Task goal
Collect each line of the entries that holds the string "from".

Stored items
PR #6304, opened 2020-01-03
Add empty calculateBounds to DisplayObject, remove Bounds.updateID references

laino:
##### Description of change

Since ``DisplayObject`` uses ``DisplayObject.calculateBounds``, it should at least provide an empty implementation to be overwritten in child classes like ``Container``.

Also there was two places in which ``bounds.updateID++`` was used, which is a property that doesn't actually exist on bounds (anymore?). This just causes that property to be created and set to ``NaN`` and it thus was a silent error.

##### Pre-Merge Checklist

### DIFF
--- a/packages/display/src/Bounds.js
+++ b/packages/display/src/Bounds.js
@@ -56,8 +56,6 @@ export class Bounds
      */
     clear()
     {
-        this.updateID++;
-
         this.minX = Infinity;
         this.minY = Infinity;
         this.maxX = -Infinity;
--- a/packages/display/src/DisplayObject.js
+++ b/packages/display/src/DisplayObject.js
@@ -213,6 +213,8 @@ export class DisplayObject extends EventEmitter
      */
     updateTransform()
     {
+        this._boundsID++;
+
         this.transform.updateTransform(this.parent.transform);
         // multiply the alphas..
         this.worldAlpha = this.alpha * this.parent.worldAlpha;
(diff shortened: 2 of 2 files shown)


ivanpopelyshev:
Oh, I saw that too, I forgot to make a PR!

laino:
@ivanpopelyshev The bounds IDs are tracked elsewhere. This code was trying to update a ``updateID`` on the ``Bounds`` object.

Bounds IDs are actually tracked on ``DisplayObject`` in ``DisplayObject._boundsID`` and ``DisplayObject._lastBoundsID``.

I removed two instances of ``Bounds.updateID++``, which was the only two places in the entire code base to even refer to that property afaik.

laino:
Maybe it should be ``this._boundsID++`` **instead** of ``this._bounds.updateID++`` though.

I just removed it because I assumed it wasn't needed, since it's essentially a NOOP right now and there was no apparent issues...

laino:
It should probably be ``this._boundsID++`` like in ``Container``:

https://github.com/pixijs/pixi.js/blob/1de41d78b2bb694261f7057f48f5758c863b1898/packages/display/src/Container.js#L414

I'll fix that in a second.

ivanpopelyshev:
> https://github.com/pixijs/pixi.js/blob/bca4b623a532c79a890d34158ed8228244224d89/packages/display/src/DisplayObject.js#L216
> 
> You increase boundsID, but transform not necessarily will be updated.
> 

Its like that because we dont yet have code to track bounds, but we think that they are not updated if `updateTransform` wasnt called :)

laino:
``DisplayObject._currentBounds`` appears to be another unused property.

PR #6306, opened 2020-01-04
Includes filter padding in bounds calculation and fix filter padding calculation

laino:
##### Description of change

Fixes: https://github.com/pixijs/pixi.js/issues/6303

This makes paddings be added additively to ``Container`` bounds. This means we can get rid
of that calculation in ``FilterSystem`` and ``cacheAsBitmap`` etc.

Calculating bounds additively also fixes issues where an element has multiple filters that each need some padding as well as padding of nested filters.

This is definitely a breaking change because it affects things like ``container.width = w`` that use
bounds in their calculation.

##### Pre-Merge Checklist

### DIFF
--- a/.eslintrc.json
+++ b/.eslintrc.json
@@ -1,4 +1,5 @@
 {
+    "root": true,
     "env": {
         "es6": true,
         "browser": true,
--- a/packages/display/src/Container.js
+++ b/packages/display/src/Container.js
@@ -463,7 +463,7 @@ export class Container extends DisplayObject
             }
         }
 
-        if (this.filters)
+        if (this.filters && this.filters.length)
         {
             let filterPadding = 0;
 
--- a/packages/display/src/Container.js
+++ b/packages/display/src/Container.js
@@ -411,12 +411,7 @@ export class Container extends DisplayObject
             this.sortChildren();
         }
 
-        this._boundsID++;
-
-        this.transform.updateTransform(this.parent.transform);
-
-        // TODO: check render flags, how to process stuff here
-        this.worldAlpha = this.alpha * this.parent.worldAlpha;
+        super.updateTransform();
 
         for (let i = 0, j = this.children.length; i < j; ++i)
         {
@@ -466,6 +461,18 @@ export class Container extends DisplayObject
             {
                 this._bounds.addBounds(child._bounds);
             }
+        }
+
+        if (this.filters)
+        {
+            let filterPadding = 0;
+
+            for (let i = 0; i < this.filters.length; i++)
+            {
+                filterPadding += this.filters[i].padding;
+            }
+
+            this._bounds.pad(filterPadding);
         }
 
         this._lastBoundsID = this._boundsID;
--- a/packages/display/src/DisplayObject.js
+++ b/packages/display/src/DisplayObject.js
@@ -84,7 +84,7 @@ export class DisplayObject extends EventEmitter
         this.renderable = true;
 
         /**
-         * The display object container that contains this display object.
+         * The display object container that contains this DisplayObject.
          *
          * @member {PIXI.Container}
          * @readonly
@@ -92,7 +92,9 @@ export class DisplayObject extends EventEmitter
         this.parent = null;
 
         /**
-         * The multiplied alpha of the displayObject.
+         * The multiplied alpha of the DisplayObject.
+         *
+         * Updated via updateTransform()
          *
          * @member {number}
          * @readonly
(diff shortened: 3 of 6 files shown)


.eslintrc.json
```diff
@@ -1,4 +1,5 @@
 {
+    "root": true,
```
laino: This is just a small thing I need to add to avoid conflicts with my global ``.eslintrc``

eXponenta:
Don't create PR relative another PR. 
Rebase PR onto dev branch.

packages/display/src/Container.js
```diff
@@ -411,12 +411,7 @@ export class Container extends DisplayObject
             this.sortChildren();
         }
 
-        this._boundsID++;
-
-        this.transform.updateTransform(this.parent.transform);
-
-        // TODO: check render flags, how to process stuff here
-        this.worldAlpha = this.alpha * this.parent.worldAlpha;
+        DisplayObject.prototype.updateTransform.call(this);
```
bigtimebuddy: Why not just call `this.updateTransform`?

laino: We are *in* ``this.updateTransform``. That'd be infinitely recursive.

There used to be a bunch of copy-pasted lines from ``DisplayObject.updateTransform`` here, which weren't really kept in sync thus lead to buggy code when people only updated it in one file. I fixed that here: https://github.com/pixijs/pixi.js/commit/bca4b623a532c79a890d34158ed8228244224d89

Better to not have copy-paste code....

bigtimebuddy: Just do `super.updateTransform()`

bigtimebuddy:
```suggestion
        super.updateTransform();
```

bigtimebuddy:
@laino could you check out this lint error:
```
/home/travis/build/pixijs/pixi.js/packages/display/src/DisplayObject.js
  243:5  warning  Duplicate name 'calculateBounds'  no-dupe-class-members
```

laino:
This rebasing nevers works with pull requests the way I want it to.... give me a second.

SukantPal:
@ivanpopelyshev Do you want to wait before the filter system's `measure` PR is done before this? I think that'll change the semantics of how filter paddings are calculated.

ivanpopelyshev:
Yes, I'd like to do it in one PR instead.

bigtimebuddy:
Any update on this @ivanpopelyshev?

ivanpopelyshev:
not yet

bigtimebuddy:
Okay, I'm moving this PR to v5.3.0. I think it's an awesome fix for multiple filters with padding, but it's a slight change in behavior and I want to not totally mess-up anyone who's doing some complicated filter padding over-correction. Also, I want to get 5.2.1 out soon and I think this needs more time for @ivanpopelyshev to verify.

packages/display/src/DisplayObject.js
```diff
@@ -84,15 +84,17 @@ export class DisplayObject extends EventEmitter
         this.renderable = true;
 
         /**
-         * The display object container that contains this display object.
+         * The display object container that contains this DisplayObject.
```
cursedcoder: You can make it the state of art with `{@link PIXI.DisplayObject}`

cursedcoder: Just in case https://github.com/microsoft/tsdoc/blob/master/spec/code-snippets/DeclarationReferences.ts

ivanpopelyshev:
Just a note: I'm taking a break from big pixi stuff so you guys will have to wait a month

bigtimebuddy:
Thanks for the PR @laino, I agree with Ivan about this. It’s a breaking change because it changes how bounds are calculated with filter padding. It would screw up people in a major way.

We’d consider another PR just to simply sum padding (with an option in FilterSystem to revert to max current behavior). That should fix your double filter padding issues.

laino:
@bigtimebuddy 
> We’d consider another PR just to simply sum padding (with an option in FilterSystem to revert to max current behavior).
>  That should fix your double filter padding issues.

That only fixes 50% of the issues with filter padding. Nested filters will still have broken padding.

laino:
@bigtimebuddy Here's a playground that illustrates the issue:

https://www.pixiplayground.com/#/edit/7Gyh_MFT-UQRqNDNjPRuu

Because the filter system doesn't take into account filter padding on child elements, the graphic becomes cropped when the parent element has any filter.

laino:
Basically the 2 options for fixing that are either this PR, which just adds filter padding to bounds, allowing us to forget about filter padding in code everywhere; or taking a performance hit by making all those places consider the padding of child elements too.

bigtimebuddy:
Totally fair point. I think we should address these issues separately. Sum-padding is an easy fix and has little impact for users, the bounds change is not.

Pixi currently doesn't consider filters for bounds. I think we need to introducing the concept of normal bounds (current behavior) and render/real bounds (w/ filter). Naming TBD. Overloading current bounds is going to have lots of side-effects for users positioning elements. I think pixi needs another concept to untangle this problem.

PR #6308, opened 2020-01-05
add option to disable the built-in InteractionManager updater

laino:
##### Description of change

By default ``InteractionManager`` adds ``InteractionManager.update`` to ``Ticker.system``.
Except for now adding ``tickerUpdater`` *instead* this behavior is unchanged.

``tickerUpdate`` now contains the rate limiting check based on ``deltaTime``, then calls ``update`` if it passed.

A configuration option ``InteractionManager.useSystemTicker`` has been added. If it is
set to ``true``, InteractionManager won't automatically use the system ticker.

This partially fixes the problems outlined in https://github.com/pixijs/pixi.js/issues/6307

Basically you can now use your own updating logic like this:

```js
// ...

const renderer = new pixi.Renderer();
renderer.plugins.interaction.useSystemTicker = false;

function renderOneFrame() {
    // update scene
    gameLogic();

    // update transforms once, needs a parent element
    root.updateTransform(); 

    // update hover states
    renderer.plugins.interaction.update(); 

    // the fifth argument prevents updating transforms a second time
    renderer.render(root, null, null, null, true); 
}
```

Thanks to these changes a 3 second performance capture of my application in idle state looks like 
this: 

</img>

Instead of this monstrosity:

</img>

Your battery life will thank you. On my system this saves about 500 wakeups/second in powertop.

##### Pre-Merge Checklist

### DIFF
--- a/packages/interaction/src/InteractionManager.js
+++ b/packages/interaction/src/InteractionManager.js
@@ -730,6 +730,8 @@ export class InteractionManager extends EventEmitter
      */
     setTargetElement(element, resolution = 1)
     {
+        this.removeTicker();
+
         this.removeEvents();
 
         this.interactionDOMElement = element;
@@ -852,8 +854,6 @@ export class InteractionManager extends EventEmitter
         {
             return;
         }
-
-        Ticker.system.remove(this.tickerUpdate, this);
 
         if (window.navigator.msPointerEnabled)
         {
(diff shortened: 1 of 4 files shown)


laino:
I figured I shouldn't mess with ``Ticker`` internals in a test intended for something else, so I added ``Ticker.count`` to get the number of listeners on a Ticker in a defined way.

Exercise response
There used to be a bunch of copy-pasted lines from ``DisplayObject.updateTransform`` here, which weren't really kept in sync thus lead to buggy code when people only updated it in one file. I fixed that here: https://github.com/pixijs/pixi.js/commit/bca4b623a532c79a890d34158ed8228244224d89
Just a note: I'm taking a break from big pixi stuff so you guys will have to wait a month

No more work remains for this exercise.